I know that the article said they aren't needed and I wouldn't presume to second guess it; however, I think it would be very illuminating if changing the clocksource made a difference. While 6.5 may be released, are you saying you are running the most recently patched centos 6.4 kernel? –  etherfish Jan 21 at 14:25
    
I agree, despite the recommendations in the article, its definitely worth a shot. No I am NOT running the most recently patched kernel. Our patch rollout process is something we are currently tightening up, so needless to say, we are slightly behind. Anyway, I'll try updating to the latest 6.4 kernel on one test VM and also try upgrading to the latest 6.5 on another and see if they stop complaining. –  Banjer Jan 21 at 14:31
    
since the bounty is ending soon and I need time to see if upgrading the OS helps (logs look clean so far), I'll award it to you @etherfish. Wish I could extend the bounty time. I'll mark the answer as accepted if/when I completely resolve this. –  Banjer Jan 22 at 20:42
    
I'm curious to know the answer too; I won't disappear. Thank you for the bounty! –  etherfish Jan 23 at 1:46
up vote 0 down vote accepted

Based on everything else I've read, it sounds as if these warnings are benign, especially if the date on your servers is fine. A little annoying though.
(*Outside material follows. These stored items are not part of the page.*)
PR #14364, opened 2025-03-17
Completion FSTs to be loaded off-heap at all times

javanna:
All the existing completion postings format load their FSTs on-heap. It is possible to customize that behaviour by mainintaing a custom postings format that override the fst load mode.

TestSuggestField attempted to test all modes, but in practice, it can only test the default load mode because the read path relies on the default constructor called via SPI, that does not allow providing the fst load mode.

This commit switches loading of FST to off-heap, and removes the fst load mode argument from all completion postings format classes, effectively making the loading always off-heap.

See related discussion where this change originated at #14275 .

### DIFF
--- a/lucene/suggest/src/java/org/apache/lucene/search/suggest/document/CompletionPostingsFormat.java
+++ b/lucene/suggest/src/java/org/apache/lucene/search/suggest/document/CompletionPostingsFormat.java
@@ -104,9 +104,7 @@ public abstract class CompletionPostingsFormat extends PostingsFormat {
   static final String INDEX_EXTENSION = "cmp";
   static final String DICT_EXTENSION = "lkp";
 
-  /**
-   * Creates a {@link CompletionPostingsFormat} with the given name.
-   */
+  /** Creates a {@link CompletionPostingsFormat} with the given name. */
   public CompletionPostingsFormat(String name) {
     super(name);
   }
--- a/lucene/suggest/src/java/org/apache/lucene/search/suggest/document/CompletionPostingsFormat.java
+++ b/lucene/suggest/src/java/org/apache/lucene/search/suggest/document/CompletionPostingsFormat.java
@@ -105,8 +105,7 @@ public abstract class CompletionPostingsFormat extends PostingsFormat {
   static final String DICT_EXTENSION = "lkp";
 
   /**
-   * Creates a {@link CompletionPostingsFormat} that will use the provided <code>fstLoadMode</code>
-   * to determine if the completion FST should be loaded on or off heap.
+   * Creates a {@link CompletionPostingsFormat} with the given name.
    */
   public CompletionPostingsFormat(String name) {
     super(name);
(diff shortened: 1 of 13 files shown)


lucene/suggest/src/java/org/apache/lucene/search/suggest/document/CompletionPostingsFormat.java
```diff
@@ -122,11 +122,6 @@ public enum FSTLoadMode {
 
   private final FSTLoadMode fstLoadMode;
 
-  /** Used only by core Lucene at read-time via Service Provider instantiation */
-  public CompletionPostingsFormat(String name) {
```
javanna, line 126: This was unused and redundant.

lucene/suggest/src/test/org/apache/lucene/search/suggest/document/TestSuggestField.java
```diff
@@ -951,7 +951,16 @@ static IndexWriterConfig iwcWithSuggestField(Analyzer analyzer, final Set<String
...
+          // FST load mode can only be overridden via a custom completion postings format
+          final PostingsFormat postingsFormat =
+              new CompletionPostingsFormat("Completion101", fstLoadMode) {
+                final CompletionPostingsFormat delegate = new Completion101PostingsFormat();
+
+                @Override
+                protected PostingsFormat delegatePostingsFormat() {
+                  return delegate.delegatePostingsFormat();
+                }
+              };
```
jpountz, line 963: FWIW this may work accidentally on NRT segments if IndexWriter opens them with the codec configured on the IndexWriterConfig, but it you were to open an index from a Directory using this postings format, it would open it using the default FST load mode and ignore the one passed to the constructor here. This is because, Lucene would read "Completion101" from the segment infos and look it up through SPI, which would return the default format that is registered under this name rather than this instance that you are creating here.

I wonder if we should remove FSTLoadMode completely. To your point, it's trappy to think that this thing is actually configurable?

javanna: you are right, I tried to quickly hack this together and I ended up making the same mistake we already had in existing tests. Shame on me! I really do need to register the custom postings format to SPI for this to leverage the random fst load mode. I was also thinking about the option to remove configurability of fst load mode. That would certainly simplify things and avoid this same mistake in the future. Either that, or have a proper example of how the postings format load mode can be customized.

javanna: I updated this PR to remove the option to configure the load mode entirely.

jpountz (approved):
LGTM, don't miss adding a CHANGES entry. :) We may want to add back-compat for `NRTSuggester#load(IndexInput, FstLoadMode)` upon backporting?

jpountz:
I was thinking of keeping the `load(IndexInput, FSTLoadMode)` static method, documenting that the load mode is ignored and deprecating it. Indeed that would require keeping the `FSTLoadMode` enum, which would be deprecated too.

javanna:
Cool then I will target this PR at main only, and open a separate PR for `branch_10x`. Out of curiosity, what are the usecases where you'd expect users to call `NRTSuggester#load` directly?

jpountz:
Good question. The class is public and looked like a user-facing API hence my comment, but you can't serialize a NRTSuggester yourself since `NRTSuggesterBuilder` is pkg-private. So it looks like this load method should really be pkg-private too?

javanna:
I merged main in after merging #14372 and added a changelog entry. I believe this is ready to go, and can now be backported to branch_10x as-is.

jpountz:
Agreed!

javanna:
Thanks @jpountz for all the help!

PR #14368, opened 2025-03-18
Align comments with upgraded postings format

amosbird:
### Description

Update prefetch heuristic comments to reflect that skip data is now inlined into postings lists.


jpountz (approved):

jpountz:
Good catch!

I'll let this tidbit from ntp.org put me at ease:

Per http://www.ntp.org/ntpfaq/NTP-s-trbl-spec.htm#Q-LINUX-SET-RTC-MMSS:

8.3.4.1.1. What does set_rtc_mmss: can't update from 54 to 5 mean?

The function set_rtc_mmss() updates minutes and seconds of the CMOS clock from system time. It does not update the hour or date to avoid problems with timezones.[1] The message shown was added to make users and implementers aware of the problem that not all time updates will succeed.

Imagine the system time is 17:56:23 while the CMOS clock is already at 18:03:45. Updating just minutes and seconds would set the hardware clock to 18:56:23, a wrong value. The solution for this problem is either to wait a few minutes, or to install a kernel patch that fixes the problem. Normally a wrong time in the hardware clock will not show up until after reboot, or maybe after APM slowed down your system.